» Data
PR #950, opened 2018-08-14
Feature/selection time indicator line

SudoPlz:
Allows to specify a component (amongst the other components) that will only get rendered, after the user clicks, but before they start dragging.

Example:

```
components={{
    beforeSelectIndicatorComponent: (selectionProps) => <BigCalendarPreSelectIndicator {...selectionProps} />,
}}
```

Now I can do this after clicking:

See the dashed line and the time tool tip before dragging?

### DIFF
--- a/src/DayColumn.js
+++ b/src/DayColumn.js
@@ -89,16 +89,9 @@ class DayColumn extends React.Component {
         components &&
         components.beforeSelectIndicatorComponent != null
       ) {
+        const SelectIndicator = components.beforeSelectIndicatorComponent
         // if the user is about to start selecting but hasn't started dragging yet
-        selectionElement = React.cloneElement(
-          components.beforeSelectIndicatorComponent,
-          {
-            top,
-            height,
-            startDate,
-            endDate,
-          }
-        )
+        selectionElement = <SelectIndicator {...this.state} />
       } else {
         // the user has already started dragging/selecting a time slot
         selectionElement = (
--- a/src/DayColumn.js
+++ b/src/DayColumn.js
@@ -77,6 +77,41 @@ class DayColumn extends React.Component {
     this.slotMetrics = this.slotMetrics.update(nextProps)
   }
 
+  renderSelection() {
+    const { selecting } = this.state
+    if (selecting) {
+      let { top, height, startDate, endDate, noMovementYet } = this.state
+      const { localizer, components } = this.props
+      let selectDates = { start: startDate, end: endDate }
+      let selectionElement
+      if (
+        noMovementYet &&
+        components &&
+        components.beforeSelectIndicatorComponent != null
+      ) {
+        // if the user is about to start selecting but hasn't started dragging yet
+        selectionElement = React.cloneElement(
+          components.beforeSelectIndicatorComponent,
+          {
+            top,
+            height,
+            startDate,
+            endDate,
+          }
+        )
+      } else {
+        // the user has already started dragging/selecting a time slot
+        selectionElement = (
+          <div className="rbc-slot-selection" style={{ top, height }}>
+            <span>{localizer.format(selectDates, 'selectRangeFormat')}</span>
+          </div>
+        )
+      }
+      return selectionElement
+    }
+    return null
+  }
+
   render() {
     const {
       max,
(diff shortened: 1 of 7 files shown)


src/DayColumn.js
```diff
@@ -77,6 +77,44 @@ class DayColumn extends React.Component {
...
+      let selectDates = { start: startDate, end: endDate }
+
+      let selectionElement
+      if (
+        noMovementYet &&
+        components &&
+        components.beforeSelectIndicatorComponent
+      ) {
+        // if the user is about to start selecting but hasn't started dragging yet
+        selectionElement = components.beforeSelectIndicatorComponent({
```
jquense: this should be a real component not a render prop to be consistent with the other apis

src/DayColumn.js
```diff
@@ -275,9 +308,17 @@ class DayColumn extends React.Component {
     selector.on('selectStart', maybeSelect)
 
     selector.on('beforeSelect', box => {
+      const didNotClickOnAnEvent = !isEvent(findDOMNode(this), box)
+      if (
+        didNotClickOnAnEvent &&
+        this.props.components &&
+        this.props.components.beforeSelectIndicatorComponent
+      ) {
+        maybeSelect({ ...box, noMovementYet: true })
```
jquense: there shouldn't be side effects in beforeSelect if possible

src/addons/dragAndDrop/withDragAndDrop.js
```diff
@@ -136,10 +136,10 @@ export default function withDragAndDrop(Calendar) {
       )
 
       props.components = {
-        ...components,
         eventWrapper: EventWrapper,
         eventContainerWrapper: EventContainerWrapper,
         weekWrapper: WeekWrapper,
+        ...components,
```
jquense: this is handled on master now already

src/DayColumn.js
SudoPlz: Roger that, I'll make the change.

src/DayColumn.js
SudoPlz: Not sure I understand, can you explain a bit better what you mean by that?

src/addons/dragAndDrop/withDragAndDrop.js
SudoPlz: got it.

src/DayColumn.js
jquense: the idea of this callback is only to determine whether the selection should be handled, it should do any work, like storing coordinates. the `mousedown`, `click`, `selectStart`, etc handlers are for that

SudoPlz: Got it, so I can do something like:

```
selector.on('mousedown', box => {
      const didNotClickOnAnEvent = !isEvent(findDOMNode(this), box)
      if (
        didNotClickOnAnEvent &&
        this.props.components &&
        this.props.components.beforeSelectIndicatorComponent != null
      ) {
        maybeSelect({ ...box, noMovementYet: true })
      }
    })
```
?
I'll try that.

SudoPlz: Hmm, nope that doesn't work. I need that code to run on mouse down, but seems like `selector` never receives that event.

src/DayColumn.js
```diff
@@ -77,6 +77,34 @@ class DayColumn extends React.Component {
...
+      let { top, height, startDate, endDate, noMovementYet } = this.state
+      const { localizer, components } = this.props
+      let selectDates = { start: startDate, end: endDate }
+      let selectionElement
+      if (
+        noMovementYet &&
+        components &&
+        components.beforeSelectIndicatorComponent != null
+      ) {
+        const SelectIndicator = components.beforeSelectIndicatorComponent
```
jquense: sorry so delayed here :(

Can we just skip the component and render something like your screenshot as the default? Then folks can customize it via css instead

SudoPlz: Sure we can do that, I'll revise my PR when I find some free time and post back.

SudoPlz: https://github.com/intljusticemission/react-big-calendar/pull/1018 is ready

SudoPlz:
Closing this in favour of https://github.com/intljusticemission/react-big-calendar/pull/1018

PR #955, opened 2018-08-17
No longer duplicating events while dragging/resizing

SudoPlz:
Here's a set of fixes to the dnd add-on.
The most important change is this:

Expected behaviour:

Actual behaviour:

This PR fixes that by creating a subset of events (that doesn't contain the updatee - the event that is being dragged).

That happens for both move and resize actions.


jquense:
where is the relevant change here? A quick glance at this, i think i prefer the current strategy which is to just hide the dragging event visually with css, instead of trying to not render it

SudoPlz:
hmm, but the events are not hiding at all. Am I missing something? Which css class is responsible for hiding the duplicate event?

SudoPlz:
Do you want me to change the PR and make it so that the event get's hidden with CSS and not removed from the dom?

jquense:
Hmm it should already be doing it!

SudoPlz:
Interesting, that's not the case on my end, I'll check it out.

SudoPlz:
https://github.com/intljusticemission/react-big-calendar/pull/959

...

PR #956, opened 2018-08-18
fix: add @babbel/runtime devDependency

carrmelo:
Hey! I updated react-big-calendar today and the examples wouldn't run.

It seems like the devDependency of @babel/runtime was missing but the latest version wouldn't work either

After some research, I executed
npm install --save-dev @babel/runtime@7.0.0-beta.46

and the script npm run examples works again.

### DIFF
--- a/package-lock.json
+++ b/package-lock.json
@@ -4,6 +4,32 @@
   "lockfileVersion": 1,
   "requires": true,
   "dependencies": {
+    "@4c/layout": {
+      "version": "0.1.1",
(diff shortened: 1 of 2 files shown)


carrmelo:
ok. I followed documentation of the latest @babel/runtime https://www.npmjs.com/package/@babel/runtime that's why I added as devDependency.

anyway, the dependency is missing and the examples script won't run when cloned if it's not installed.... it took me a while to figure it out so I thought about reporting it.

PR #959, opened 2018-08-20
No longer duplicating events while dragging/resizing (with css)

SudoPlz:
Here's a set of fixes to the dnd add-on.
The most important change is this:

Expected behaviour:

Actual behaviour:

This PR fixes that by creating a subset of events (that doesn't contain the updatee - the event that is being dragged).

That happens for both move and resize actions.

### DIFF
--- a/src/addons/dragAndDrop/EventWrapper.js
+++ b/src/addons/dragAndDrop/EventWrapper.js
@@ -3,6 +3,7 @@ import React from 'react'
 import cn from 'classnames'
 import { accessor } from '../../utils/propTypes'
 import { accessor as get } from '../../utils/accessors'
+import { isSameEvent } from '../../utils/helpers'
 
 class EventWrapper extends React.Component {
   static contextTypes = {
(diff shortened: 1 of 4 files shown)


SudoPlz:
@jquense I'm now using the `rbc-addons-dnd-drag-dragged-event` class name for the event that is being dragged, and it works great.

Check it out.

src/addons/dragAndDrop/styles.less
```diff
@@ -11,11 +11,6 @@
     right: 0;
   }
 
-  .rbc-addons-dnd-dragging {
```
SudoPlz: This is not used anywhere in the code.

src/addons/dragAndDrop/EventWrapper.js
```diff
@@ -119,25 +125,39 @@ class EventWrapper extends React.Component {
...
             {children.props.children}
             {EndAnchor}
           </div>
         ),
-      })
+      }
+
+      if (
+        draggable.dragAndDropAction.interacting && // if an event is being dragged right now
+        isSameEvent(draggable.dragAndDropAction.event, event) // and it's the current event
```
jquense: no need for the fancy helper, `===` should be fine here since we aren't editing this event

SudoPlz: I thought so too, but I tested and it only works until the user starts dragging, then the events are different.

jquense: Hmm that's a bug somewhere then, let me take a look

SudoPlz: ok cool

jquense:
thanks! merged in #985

» Assignment
Copy out, from the listing above, every line that contains the string "handled".

» Answer space
jquense: this is handled on master now already
jquense: the idea of this callback is only to determine whether the selection should be handled, it should do any work, like storing coordinates. the `mousedown`, `click`, `selectStart`, etc handlers are for that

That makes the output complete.